Governo do Estado responde
O G1 questionou o governo do Estado sobre os problemas apontados
O G1 questionou o governo do Estado sobre os problemas apontados
pelo Cremerj em UPAs sobre sua responsabilidade. A coordenação da
Unidade de Pronto Atendimento de Cabuçu informou que não há falta de medicamentos para atendimento aos pacientes dentro da unidade e
também não procede a alegação de número de enfermeiros e técnicos
de enfermagem abaixo do necessário - segundo a secretaria, o
quantitativo de pessoal de enfermagem (quatro enfermeiros e sete
técnicos) atende a previsão contratual referente à unidade.

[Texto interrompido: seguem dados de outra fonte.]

PR #2923, opened 2025-06-18
Fix: mdsconnect's use of $MDS_HOST

WhoBrokeTheBuild:
Fix (or possibly implement) the use of `$MDS_HOST` in `mdsconnect()`.
This will allow users or administrators to define `MDS_HOST` to point at a default thin client host, allowing users to easily type `mdsconnect()` and not worry about where it needs to connect to.

e.g.
```
$ export MDS_HOST=server
$ tdic
TDI> mdsconnect()
Host taken from MDS_HOST [server]
0
TDI> 
```


mwinkel-dev (approved):
These are straightforward changes.   No questions or concerns.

A coordenação acrescenta que não há previsão contratual para
médico de rotina nas Unidades de Pronto Atendimento. A pasta ainda
alegou que todos os pacientes que necessitam de remoção são
regulados e transferidos de acordo com suas condições clínicas e
liberação de vagas.
A coordenação da UPA de Nova Iguaçu II informou que todos os
pacientes que necessitam de remoção são regulados e transferidos
de acordo com suas condições clínicas e liberação de vagas, e
acrescenta que não há falta de medicamentos para atendimento aos
pacientes dentro da unidade. A coordenação negou também a
denúncia de descumprimento da portaria 2079/2014. "No mês de
dezembro do ano passado, por exemplo, foi realizada uma média de
12 atendimentos por hora, por um corpo clínico formado por oito
plantonistas", disse a nota.
A coordenação da UPA de Queimados afirmou que não procede a
denúncia de medicamentos vencidos. Os materiais de higienização
e fios cirúrgicos são recebidos semanalmente. A coordenação
acrescenta que já foi providenciado o reparo para a gaveta do armário
e informa que o quantitativo médico está de acordo com o previsto em
contrato.
O município de Nova Iguaçu informou que a A UPA de Comendador
Soares está fechada desde dezembro, na gestão anterior, devido à
falta de pagamento dos funcionários contratados da Saúde ( novembro, dezembro e 13° salários) e de medicamentos e insumos. Ainda de
acordo com a nota, a antiga gestão não deixou processos que
possibilitassem a compra dos insumos, que estão sendo adquiridos
agora, em caráter emergencial.
A prefeitura de Queimados foi procurada e informou que a UPA do
município é de responsabilidade do governo do Estado.